The North Gauteng High Court has put a stop to lawyers taking more than their 25% share of the payout when acting on a contingency basis, a decision which personal injury lawyers say they will appeal against, notes a report in The Mercury. A full Bench of three judges confirmed any contingency fee agreements which did not comply with the Contingency Fees Act, would be invalid. In terms of the Act, when there is a ‘no win, no fee’ agreement and the claim is successful, the lawyer is only entitled to legal fees up to 25% of the total awarded.
This was the decision in two related judgments by Pretoria Judge President Dunstan Mlambo and Judges Hans Fabricius and Fayeeza Kathree-Setiloane. In the first judgment they ordered top Johannesburg personal injury lawyer Ronald Bobroff to return some of the fees charged to a Road Accident Fund (RAF) client after finding his agreement was invalid and the fees far exceeded the regulations of the Act.
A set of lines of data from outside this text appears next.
PR #175, opened 2019-09-23
Added code to find videos whose source is not present in our hotstore.

azarembok:
This was used for data analysis after completing the HLS re-encode process,
saving here for posterity.


azarembok:
Merging without review since this code was already run in production and served its intended purpose.  It is only run as part of a management command that we may never use again.

PR #91, opened 2024-03-06
💫 Text errors duration

AntoLC:
## Purpose

Set duration on text errors coming from API.

## Proposal

- [x] Add effect prop on Box component
- [x] Set duration on text errors coming from API

## Demo

[scrnli_3_6_2024_11-05-40 AM.webm](https://github.com/numerique-gouv/people/assets/25994652/49ea1707-ad91-49c0-843b-094ef7a135f7)

### DIFF
--- a/src/frontend/apps/desk/src/components/Box.tsx
+++ b/src/frontend/apps/desk/src/components/Box.tsx
@@ -2,6 +2,8 @@ import { ComponentPropsWithRef, ReactHTML } from 'react';
 import styled from 'styled-components';
 import { CSSProperties } from 'styled-components/dist/types';
 
+import { hideEffect, showEffect } from './Effect';
+
 export interface BoxProps {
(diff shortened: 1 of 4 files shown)


lebaudantoine:
I haven't reviewed the code, but few comment on the feature itself.
I luv the text animation.

- Do you think it's user-friendly having the error disappears before the next form submission? 
- The form input should be in error mode (red outline) to make to follow Cunningham rules?

I guess we can ask Johann to help us make a decision on these interactivity features.

lebaudantoine (commented):
Nice addition, please read my comment on the feature itself from a UX perspective.

I'm also curious whether we should consider testing a shorter timeout in the end-to-end (e2e) test. It seems logical that if an error takes twice as long to appear than expected, the test should not pass. What are your thoughts on adjusting the timeout for a more stringent validation?

PR #96, opened 2024-03-06
Enhance user search

lebaudantoine:
## Purpose

We introduce user's name, we should be able to search user both on their email and name

## Proposal

Inspired by `Contact` search feature, refactor the current search logic on the user, to include a trigram similarity score on her name, summed up with the existing one, on her email.

Tests might be improved, wdyt @sampaccoud?

### DIFF
--- a/src/backend/core/api/viewsets.py
+++ b/src/backend/core/api/viewsets.py
@@ -2,6 +2,7 @@
 
 from django.contrib.postgres.search import TrigramSimilarity
 from django.db.models import Func, Max, OuterRef, Prefetch, Q, Subquery, Value
+from django.db.models.functions import Coalesce
 
 from rest_framework import (
     decorators,
@@ -18,9 +19,7 @@ from core import models
 
 from . import permissions, serializers
 
-EMAIL_SIMILARITY_THRESHOLD = 0.01
-# TrigramSimilarity threshold is lower for searching email than for names,
-# to improve matching results
+SIMILARITY_THRESHOLD = 0.04
 
 
 class NestedGenericViewSet(viewsets.GenericViewSet):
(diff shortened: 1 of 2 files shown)


src/backend/core/api/viewsets.py
```diff
@@ -214,10 +212,14 @@ def get_queryset(self):
                         Func("identities__email", function="unaccent"),
                         Func(Value(query), function="unaccent"),
                     )
+                    + TrigramSimilarity(
+                        Func("identities__name", function="unaccent"),
+                        Func(Value(query), function="unaccent"),
+                    )
```
lebaudantoine, line 218: I might need to add a bit more tests, it feels a bit random when searching user. I have decided to follow contact's implementation, but I could opt for another approach

sampaccoud:
@lebaudantoine Not sure what you mean by random results... It surely isn't random. Scores shouldn't be too hard to check on simple names/emails like you have in your tests. 
This being said, I would say open an issue and come back to it later when we have a bigger database in production because the edge cases will come to you and will be obvious. 

About tests, you have 3 types of tests:
- battle testing search on email : already done
- battle testing search on name
- testing interaction between name and email on a few edge cases?

lebaudantoine:
The order when summing the Trigram scores matters, and will change order of results, which I would have not expected.

lebaudantoine:
To summarize:
- I added a minimum test coverage to the changes introduced.
- I opened an issue, requesting advanced tests on this feature. #105 
- I have added a default empty string value on email and name when computing their trigram similarity score. I explain why in the commit. Please feel free to ask any question

We should be good to go, for this nice-to-have enhancement

src/backend/core/api/viewsets.py
```diff
@@ -2,6 +2,7 @@
 
 from django.contrib.postgres.search import TrigramSimilarity
 from django.db.models import Func, Max, OuterRef, Prefetch, Q, Subquery, Value
+from django.db.models.functions import Coalesce
```
sampaccoud, line 5: in commit message: 
s/Triagram/Trigram

sampaccoud: I didn't understand this statement in the commit message:
> Thus, the total score would reflect
the non-none similarity score.

sampaccoud (approved):
Nicely done with great explanations :pray:

src/backend/core/api/viewsets.py
lebaudantoine: thx for your feedback ! I have updated commit's body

The report notes the RAF paid out R2 793 158 in respect of accident victim Juanne de la Guerre’s claim, but she only received R1 729 451. The total deducted by Bobroff, former chairman of the Law Society of the Northern Provinces, amounted to R1 063 707.
Bobroff was ordered to give her a fully itemised bill, supported by the necessary vouchers for reasonable fees incurred by him when he handled her case. She is also entitled to demand this bill to be subjected to tax by the tax master at the High Court who will scrutinise the bill to see whether it is fair. Bobroff has to pay her the difference between what he charged and the total of the taxed bill. The court also made a punitive costs order against him for the legal costs incurred by De la Guerre.
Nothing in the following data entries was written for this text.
PR #97, opened 2024-03-06
🩹(frontend) fix layout overflow in Team info

### LINKED ISSUE #84: Team Info Responsiveness
## Bug Report

**Problematic behavior**
Minor responsiveness issues on small screen.

`created_at` and `updated_at` data should be displayed inline. The text wrap without including the date, which hurts readability.

Capture d’écran 2024-03-04 à 11 32 07

On very small screens, the text overflow the card.
Capture d’écran 2024-03-04 à 11 32 21

lebaudantoine:
## Purpose

Enhance Team info layout

## Proposal

Few minor layout issues were fixed.

First display label and dates inline, so they wrap nicely when screen's size decreases. It also fixes the text overflow when the screen's size is tiny.

Then, align screen with the Figma design, where items are justified on the left of the Team info component.
It closes #84 

https://github.com/numerique-gouv/people/assets/45729124/3c745a97-9221-484b-8b3d-0e9e5e761ccf

### DIFF
--- a/src/frontend/apps/desk/src/features/teams/components/TeamInfo.tsx
+++ b/src/frontend/apps/desk/src/features/teams/components/TeamInfo.tsx
@@ -58,21 +58,30 @@ export const TeamInfo = ({ team }: TeamInfoProps) => {
       </Box>
       <Box
         className="p-s"
-        $gap="1rem"
+        $gap="2rem"
         $direction="row"
-        $justify="space-evenly"
-        $css={`border-top: 1px solid ${colorsTokens()['card-border']};`}
+        $justify="start"
+        $css={`
+        border-top: 1px solid ${colorsTokens()['card-border']};
+        padding-left: 1.5rem;
+        @media (min-width: 768px) {
+          padding-left: 6rem;
+        }`}
       >
-        <Text $size="s">
+        <Text $size="s" as="p">
           {t('{{count}} member', { count: team.accesses.length })}
         </Text>
-        <Text $size="s" $direction="row">
+        <Text $size="s" $display="inline" as="p">
           {t('Created at')}&nbsp;
-          <Text $weight="bold">{created_at}</Text>
+          <Text $weight="bold" $display="inline">
+            {created_at}
+          </Text>
         </Text>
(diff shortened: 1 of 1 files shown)


src/frontend/apps/desk/src/features/teams/components/TeamInfo.tsx
```diff
@@ -58,21 +58,25 @@ export const TeamInfo = ({ team }: TeamInfoProps) => {
...
+        $gap="2rem"
         $direction="row"
-        $justify="space-evenly"
+        $justify="start"
         $css={`border-top: 1px solid ${colorsTokens()['card-border']};`}
       >
-        <Text $size="s">
+        <Text $size="s" as="p">
           {t('{{count}} member', { count: team.accesses.length })}
         </Text>
```
lebaudantoine, line 68: In plural + In English, this element is not translated. Any clue @AntoLC ?

AntoLC (approved):
Try to fit a bit more with the mockup, `padding-left` or something, otherwise seems good. ✅ 

image

image

src/frontend/apps/desk/src/features/teams/components/TeamInfo.tsx
AntoLC: Ah yes I know why... it is because we don't translate in english, but actually we should in these cases. 
Even if the keys are in english they are still keys, to be corrected we must have a value bind to the key, in english we don't have. Don't know if it is clear, I will open a issue about it.

AntoLC: https://github.com/numerique-gouv/people/issues/99

lebaudantoine:
@AntoLC I have slightly improved the layout to make test aligned. I won't spend much time on it, however some nit-picking elements could be improved. I am a bit scared that text-alignments could be broken as soon as we update the image.

lebaudantoine:
https://github.com/numerique-gouv/people/assets/45729124/05438e24-4a20-4f7b-a0b0-34e8e46351ad

PR #98, opened 2024-03-07
🎨(backend) early return in User factory

lebaudantoine:
Avoid unnecessary nesting when code can early return.
Also, rename "item" to a more explicit name "user_entry".

Yesss this is very-very nit-picking 🥵


mjeammet (approved):
Let's go !

Issue #90, opened 2024-03-06
Enhance the make demo


lebaudantoine:
## Feature Request

**Is your feature request related to a problem or unsupported use case? Please describe.**

The current implementation of our product demo via the make command lacks user identity for a significant portion of generated users, limiting the realism of the showcased scenarios. As it stands, users created by the make command lack complete information, such as full names and email addresses, because they don't have any identity.

**Describe the solution you'd like**

I propose enhancing the make command to create a more diverse set of user profiles for a more comprehensive product demonstration. The improvements could include:

- Making users without any identity, still present but relatively rare.
- Incorporating users with partial information in their identity, such as those with missing email addresses or full names.

This refinement in user generation will enable a more nuanced representation of user data scenarios, providing a more accurate and compelling demonstration of our product within various use cases.

PR #100, opened 2024-03-08
🧑‍💻(demo) improve distribution in number of identities per user

sampaccoud:
## Purpose

The current implementation of our product demo via the make command lacks user identity for a significant portion of generated users, limiting the realism of the showcased scenarios. As it stands, users created by the make command lack complete information, such as full names and email addresses, because they don't have any identity.

## Proposal 

I tried to come up with the simplest solution: we now generate a very small portion of our users with 0 identities. The probability for users to have only 1 identity is the highest but they can have up to 4 with decreasing probabilities. I removed the possibility to set a maximum number of identities as it doesn't bring any value.

3% of the identities created will have no email and 3% will have no name.

Fixes https://github.com/numerique-gouv/people/issues/90

### DIFF
--- a/src/backend/demo/management/commands/create_demo.py
+++ b/src/backend/demo/management/commands/create_demo.py
@@ -129,16 +129,19 @@ def create_demo(stdout):
         users_values = list(models.User.objects.values("id", "email"))
         for user_dict in users_values:
             for i in range(
-                random.randint(0, defaults.NB_OBJECTS["max_identities_per_user"])
+                random.choices(range(5), weights=[5, 50, 30, 10, 5], k=1)[0]
             ):
                 user_email = user_dict["email"]
                 queue.push(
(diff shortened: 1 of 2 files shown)


src/backend/demo/management/commands/create_demo.py
```diff
@@ -129,16 +129,19 @@ def create_demo(stdout):
...
             ):
                 user_email = user_dict["email"]
                 queue.push(
                     models.Identity(
                         user_id=user_dict["id"],
                         sub=uuid4(),
-                        email=f"identity{i:d}{user_email:s}",
                         is_main=(i == 0),
-                        name=fake.name(),
+                        # Leave 5% of emails and names empty
```
lebaudantoine, line 140: *`3%`

lebaudantoine (approved):

PR #101, opened 2024-03-08
🌐(app-desk) translate role in member grid

AntoLC:
## Purpose

The roles in the member grid were not being translated. This PR adds the translation for
the roles in the member grid.

## Proposal

- [x] Add translated roles

## Demo

image

### DIFF
--- a/src/frontend/apps/desk/src/features/teams/components/Member/MemberGrid.tsx
+++ b/src/frontend/apps/desk/src/features/teams/components/Member/MemberGrid.tsx
@@ -33,6 +33,12 @@ export const MemberGrid = ({ teamId, currentRole }: MemberGridProps) => {
     setPagesCount(data?.count ? Math.ceil(data.count / pageSize) : 0);
   }, [data?.count, pageSize, setPagesCount]);
 
+  const dictRole = {
+    [Role.ADMIN]: t('Admin'),
+    [Role.MEMBER]: t('Member'),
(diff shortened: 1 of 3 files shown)


src/frontend/apps/desk/src/features/teams/components/Member/MemberGrid.tsx
```diff
@@ -78,8 +84,11 @@ export const MemberGrid = ({ teamId, currentRole }: MemberGridProps) => {
             headerName: t('Emails'),
           },
           {
-            field: 'role',
+            id: 'role',
```
lebaudantoine, line 87: Reading this update, I wonder if ID on custom cell should be set to a unique value per row. Same question applies for the avatar column. A unique ID is a general good practice to avoid unnecessary re-render, wdyt? I read Cunningham documentation, and found no more info about it.
Let's keep it as it is. Nice one !!

lebaudantoine (approved):

src/frontend/apps/desk/src/features/teams/components/Member/MemberGrid.tsx
AntoLC: The `id` seems to be only for the column, so it should be ok:
https://github.com/openfun/cunningham/blob/30ec253ab0b7f655f90152f3f0797a8493f0ee2b/packages/react/src/components/DataGrid/utils.tsx#L27

PR #109, opened 2024-03-12
Create a Docker Image for Frontend sources

lebaudantoine:
## Purpose

Prepare project deployment.

## Proposal

Since DevOps lacks a certified cold storage solution (e.g., S3) for serving static files, we've decided to containerize the frontend as a quick workaround for deploying staging environments.

I tried to explain precisely my choices, or the current WIP state of each element in my commits. Please feel free to ask any question.


Dockerfile
```diff
@@ -11,6 +11,40 @@ RUN apt-get update && \
...
   rm -rf /var/lib/apt/lists/*
 
+
+### ---- Front-end builder image ----
+FROM node:20 as front-builder
+
+# Copy frontend app sources
+COPY ./src/frontend /builder
+
+WORKDIR /builder/apps/desk
```
lebaudantoine, line 21: I should copy only desk

lebaudantoine: based on @AntoLC use smth similar as https://github.com/openfun/marsha/blob/129de945a5fada632ba3faf6538a6a19525b7343/Dockerfile#L36
to cache dependencies

Dockerfile
```diff
@@ -11,6 +11,40 @@ RUN apt-get update && \
...
+
+# Un-privileged user running the application
+ARG DOCKER_USER
+USER ${DOCKER_USER}
+
+COPY --from=front-builder \
+    /builder/apps/desk/out \
+    /usr/share/nginx/html
+
+COPY ./src/frontend/apps/desk/conf/default.conf /etc/nginx/conf.d:ro
```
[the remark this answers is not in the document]
lebaudantoine: good catch

Dockerfile
lebaudantoine: Alright, I took into account your feedbacks, and slightly modified your suggestion, but I am not 100% sure if I should copy all package.json before running `yarn install`. I red again the Marsha docker file, and they seem to follow the latter approach. What do you think?

lebaudantoine: I refacto this part, lmk if it's better!

Dockerfile
```diff
@@ -11,6 +11,53 @@ RUN apt-get update && \
...
+COPY ./src/frontend/packages/eslint-config-people/package.json ./packages/eslint-config-people/package.json
+
+RUN yarn --frozen-lockfile
+
+### ---- Front-end builder image ----
+FROM node:20 as frontend-builder
+
+WORKDIR /app
+
+COPY --from=frontend-deps /app/node_modules ./node_modules
```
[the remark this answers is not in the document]
lebaudantoine: I took inspiration from Nextjs docker image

The SA Association of Personal Injury Lawyers, of which Bobroff is the founder member, was blasted in a second judgment. In this case the association asked that the Act be declared unconstitutional. This was turned down. It was argued in this case that legal practitioners should be able to conclude contingency fee agreements with clients without complying with the requirements of the Act, which they claimed discriminated against lawyers and their clients. However, Kathree-Setiloane said: ‘If the association’s contentions are upheld, a significant portion of funds earmarked for RAF victims would be claimed by their legal representatives…’.
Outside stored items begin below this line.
PR #114, opened 2024-03-15
✨(backend) convert invitations to accesses

mjeammet:
## Purpose

Convert invitations to accesses upon creating a new identity.

## Proposal

- [x] modify the `save` method on Identity (could have been in pre or post_save signals but Django recommends against it)
- [x] write a positive test : invitation converted and access granted
- [x] write a negative test for expired invitations

I don't remember why but I had noted down that we could add the logic of this PR in `create_user` ([here](https://github.com/numerique-gouv/people/blob/29d274ab7c94768f30752319cabbcc1aee7db142/src/backend/core/authentication.py#L108))
I think it's better to link it to the Identity model because identities and invitations both revolve around the same emails. We could imagine by instance that, later on, upon linking identities to my existing user, I get all the extra accesses linked to my new email/identity.

### DIFF
--- a/src/backend/core/models.py
+++ b/src/backend/core/models.py
@@ -284,8 +284,34 @@ class Identity(BaseModel):
         return f"{id_str:s}{main_str:s}"
 
     def save(self, *args, **kwargs):
-        """Ensure users always have one and only one main identity."""
+        """
+        Saves identity, ensuring users always have exactly one main identity.
+        Also converts valid invitations to accesses upon creating an identity.
+        """
+
+        # If new identity, convert all valid invitations to team accesses.
+        # Expired invitations are ignored.
+        if self._state.adding:
+            active_invitations = Invitation.objects.filter(
+                email=self.email,
+                created_at__gte=timezone.now()
+                - timedelta(seconds=settings.INVITATION_VALIDITY_DURATION),
+            ).select_related("team")
+
+            if active_invitations.exists():
+                TeamAccess.objects.bulk_create(
+                    [
+                        TeamAccess(
+                            user=self.user, team=invitation.team, role=invitation.role
+                        )
+                        for invitation in active_invitations
+                    ]
+                )
+                active_invitations.delete()
+
         super().save(*args, **kwargs)
+
+        # Ensure users always have one and only one main identity.
         if self.is_main is True:
             self.user.identities.exclude(id=self.id).update(is_main=False)
 
--- a/src/backend/core/tests/test_models_invitations.py
+++ b/src/backend/core/tests/test_models_invitations.py
@@ -3,15 +3,21 @@ Unit tests for the Invitation model
 """
 
 import time
+import uuid
 
 from django.contrib.auth.models import AnonymousUser
 from django.core import exceptions
 
 import pytest
+from faker import Faker
+from freezegun import freeze_time
 
-from core import factories
+from core import factories, models
 
 pytestmark = pytest.mark.django_db
+
+
+fake = Faker()
 
 
 def test_models_invitations_readonly_after_create():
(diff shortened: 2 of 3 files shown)


src/backend/core/models.py
```diff
@@ -284,8 +284,27 @@ def __str__(self):
...
+        if self._state.adding is True:
+            validity_duration = timedelta(seconds=settings.INVITATION_VALIDITY_DURATION)
+            active_invitations = Invitation.objects.filter(
+                email=self.email, created_at__gte=timezone.now() - validity_duration
+            )
+            for invitation in active_invitations:
+                TeamAccess.objects.create(
+                    user=self.user, team=invitation.team, role=invitation.role
+                )
+                invitation.delete()
```
lebaudantoine, line 303: Have you though using a `bulk_create()`? [doc](https://docs.djangoproject.com/en/4.1/ref/models/querysets/#bulk-create).

It would save us at least n queries. However, I think bulk delete doesn't exist, we might still need to call it n-times.
Wdyt?

src/backend/core/models.py
```diff
@@ -284,8 +284,27 @@ def __str__(self):
         return f"{id_str:s}{main_str:s}"
 
     def save(self, *args, **kwargs):
-        """Ensure users always have one and only one main identity."""
+        """
+        Save identity, ensuring user always have one and only one main identity.
+        Also convert valid invitations if new identity.
```
lebaudantoine, line 289: might be cool to explain to what are converted the valid invitation !

src/backend/core/models.py
```diff
@@ -284,8 +284,27 @@ def __str__(self):
...
+        """
+
+        # If new identity, convert all valid invitations to team accesses.
+        # Expired invitations are ignored.
+        if self._state.adding is True:
+            validity_duration = timedelta(seconds=settings.INVITATION_VALIDITY_DURATION)
+            active_invitations = Invitation.objects.filter(
+                email=self.email, created_at__gte=timezone.now() - validity_duration
+            )
```
lebaudantoine, line 298: I know `@property` are not accessible when using filter, however this feel duplicating a critical logic. I have better solution in mind, I just wanted to discuss it, anyway feel free to ingore my comment

src/backend/core/tests/test_models_invitations.py
```diff
@@ -73,6 +73,35 @@ def test_models_invitations__is_expired(settings):
...
 
 
+def test_models_invitation__new_user__convert_invitation_to_access():
+    """
+    Upon creating a new identity, invitations linked to that email
+    should be converted to accesses and then deleted.
+    """
+    invitation = factories.InvitationFactory()
+    new_identity = factories.IdentityFactory(is_main=True, email=invitation.email)
+
```
lebaudantoine, line 83: I would create some other invitation to make sure only the one with a matching email is converted

src/backend/core/tests/test_models_invitations.py
```diff
@@ -73,6 +73,35 @@ def test_models_invitations__is_expired(settings):
...
+    assert models.Invitation.objects.exists() is False
+    assert models.TeamAccess.objects.exists() is True
```
lebaudantoine, line 85: Same here, I would be more specific when checking the created TeamAccess, wdyt? I would check the new object in db instead of the abilities, but I might wrong

src/backend/core/tests/test_models_invitations.py
```diff
@@ -73,6 +73,35 @@ def test_models_invitations__is_expired(settings):
...
+
+
+def test_models_invitation__new_user__expired_invitation(settings):
+    """
+    Upon creating a new identity, expired invitations
+    should not be converted into accesses.
+    """
+    invitation = factories.InvitationFactory()
+    settings.INVITATION_VALIDITY_DURATION = 1
+    time.sleep(1)
```
lebaudantoine, line 96: cool, using freeze gun could help us testing the default validity duration

src/backend/core/tests/test_models_invitations.py
```diff
@@ -73,6 +73,35 @@ def test_models_invitations__is_expired(settings):
...
+
+    new_identity = factories.IdentityFactory(is_main=True, email=invitation.email)
+
+    assert models.Invitation.objects.exists() is True
+    assert models.TeamAccess.objects.exists() is False
+    assert invitation.team.get_abilities(new_identity.user)["get"] is False
```
lebaudantoine, line 102: same comment

lebaudantoine (commented):
Few comments, please feel free to discuss it in MP

src/backend/core/models.py
mjeammet: I hadn't ! I've looked into "bulk_delete" solutions but none of them seem satisfying to me. 

Would you use `bulk_create` if we still have to use a for loop for deletion ?

src/backend/core/models.py
mjeammet: it's explained just below but I'll add it to the docstrings too.

src/backend/core/models.py
lebaudantoine: do you have any input @sampaccoud?

src/backend/core/tests/test_models_invitations.py
mjeammet: I still think it's a bit overkill for unit tests such as these.

src/backend/core/tests/test_models_invitations.py
mjeammet: I modified it slightly to be more specific.

src/backend/core/tests/test_models_invitations.py
```diff
@@ -73,6 +73,51 @@ def test_models_invitations__is_expired(settings):
...
+            team=invitation.team, user=new_identity.user
+        ).exists()
+        is False
+    )
+    assert (
+        models.Invitation.objects.filter(
+            team=invitation.team, email=invitation.email
+        ).exists()
+        is True
+    )
```
lebaudantoine, line 118: nit: 
```suggestion
    assert not  models.TeamAccess.objects.filter(team=invitation.team, user=new_identity.user).exists()
    assert models.Invitation.objects.filter(team=invitation.team, email=invitation.email).exists()
```
should do the same, I let you lint this suggestion

src/backend/core/tests/test_models_invitations.py
```diff
@@ -73,6 +73,51 @@ def test_models_invitations__is_expired(settings):
...
+
+    assert (
+        models.TeamAccess.objects.filter(
+            team=invitation.team, user=new_identity.user
+        ).exists()
+        is True
+    )
+    assert (
+        len(models.Invitation.objects.filter(team=invitation.team)) == 1
+    )  # the other invitation remains
```
lebaudantoine, line 93: This test could slightly be improved by checking that the right invitations were deleted.

src/backend/core/tests/test_models_invitations.py
```diff
@@ -73,6 +73,51 @@ def test_models_invitations__is_expired(settings):
     assert expired_invitation.is_expired is True
 
 
+def test_models_invitation__new_user__convert_invitation_to_access():
```
lebaudantoine, line 76: We should test :
- One invitation to xyw@email.com converted to a team access ✅
- Several invitations to xyw@email.com converted to several team accesses
- Expired invitations kept in the database with no team access created ✅

Moreover, we test in isolation valid and expired invitations, we have no test to check that only valid invitations will be converted when an email has several invitations with some expired.

src/backend/core/models.py
```diff
@@ -284,8 +284,31 @@ def __str__(self):
...
+            TeamAccess.objects.bulk_create(
+                [
+                    TeamAccess(
+                        user=self.user, team=invitation.team, role=invitation.role
+                    )
+                    for invitation in active_invitations
+                ]
+            )
+            active_invitations.delete()
```
lebaudantoine, line 307: niceee, have you inspected the number of SQL queries, to make sure only two are triggered now?

mjeammet: Unfortunately, django_assert_num_queries reports 16 queries + 1 for each invitation :/  

`.bulk_create()` and `.delete()` are only one query each, so that's nice.
But the comprehensive list inside the `bulk_create()` results in this query being repeated for each invitation. I'm not sure I understand.

```
SELECT "people_team"."id", "people_team"."created_at", "people_team"."updated_at", "people_team"."name", "people_team"."slug" FROM "people_team" WHERE "people_team"."id" = '2c5e952e221f47d59cfadf079295c56a'::uuid LIMIT 21
```

mjeammet: oh my god, is this a select_related situation ? :o

mjeammet: OMG, it was. 💡🧠💡 !!!

src/backend/core/models.py
```diff
@@ -284,8 +284,31 @@ def __str__(self):
...
+        Saves identity, ensuring users always have exactly one main identity.
+        Also converts valid invitations to accesses upon creating an identity.
+        """
+
+        # If new identity, convert all valid invitations to team accesses.
+        # Expired invitations are ignored.
+        if self._state.adding:
+            validity_duration = timedelta(seconds=settings.INVITATION_VALIDITY_DURATION)
+            active_invitations = Invitation.objects.filter(
+                email=self.email, created_at__gte=timezone.now() - validity_duration
```
lebaudantoine, line 297:
```suggestion
            active_invitations = Invitation.objects.filter(
                email=self.email, created_at__gte=timezone.now() - timedelta(seconds=settings.INVITATION_VALIDITY_DURATION)
```

src/backend/core/models.py
lebaudantoine: nice investigation 🕵️ I would test it

src/backend/core/tests/test_models_invitations.py
```diff
@@ -73,6 +79,97 @@ def test_models_invitations__is_expired(settings):
...
+):
+    """
+    The number of queries executed during user creation should not be proportional
+    to the number of invitations being processed.
+    """
+    user_email = fake.email()
+
+    if num_invitations != 0:
+        for _ in range(0, num_invitations):
+            factories.InvitationFactory(email=user_email, team=factories.TeamFactory())
```
lebaudantoine, line 158: nit: `create_batch()` could do the magic 😍

lebaudantoine (approved):
LGTM

src/backend/core/tests/test_models_invitations.py
mjeammet: I've tried but factories.TeamFactory() creates one factory and not many. It ends up in django throwing a unique constraints validation error.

According to a report in The Citizen, Kathree-Setiloane said it was necessary to impose certain limits on contingency fees in order to protect members of the public and ensure they benefited from litigation conducted on their behalf. Without such limits, the right of access to court for many litigants might be rendered meaningless, because even if they were able to get to court and succeed, they would derive little or no financial benefit from such court proceedings, she said. The meaning and effect of the Contingency Fee Act has created much controversy and debate in the legal profession, notes the report.
The Northern Provinces and Free State Law Societies made rulings permitting their members to conclude contingency fee agreements outside the prescripts of the Act, provided that certain criteria were met. However, a spate of recent court decisions on the subject of the legality of such agreements created uncertainty about whether so-called common-law contingency fee agreements could co-exist with the Act. Kathree-Setiloane said there could not be two systems of law regulation on the same subject matter.
The association had been seeking certainty on whether the Act exhaustively regulated the powers of legal practitioners to conclude contingency fee agreements with their clients, notes a report in Business Day. Its constitutional challenge was based on the argument that the Act was unconstitutional because it set limits on the fees that could be charged under such agreements. The association also argued that the Act capped fees at ‘too low a level’, but gave no indication of what the correct level should be. Kathree-Setiloane said that, in adopting limits to fees charged under contingency agreements, Parliament sought to give effect to the need for access to justice. ‘It recognised – correctly, in my view – that access to justice would not be promoted by unlimited contingency fees,’ she said in her judgment.